[Work order]: Every line of the data is to be retyped exactly.

─── Extracted data

PR #176, opened 2021-07-03
Orb of the Dragon can no longer target underwater items

jruderman:
This fixes a gameplay exploit where shift+hovering with Orb of the Dragon revealed which sea cells contain hidden items.﻿


zenorogue:
I think that makes it impossible to burn items on unburnable terrain.
The logical thing IMO is to make water prevent items for burning -- so done it that way.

──────

[Reply]:
PR #176, opened 2021-07-03
Orb of the Dragon can no longer target underwater items

jruderman:
This fixes a gameplay exploit where shift+hovering with Orb of the Dragon revealed which sea cells contain hidden items.﻿


zenorogue:
I think that makes it impossible to burn items on unburnable terrain.
The logical thing IMO is to make water prevent items for burning -- so done it that way.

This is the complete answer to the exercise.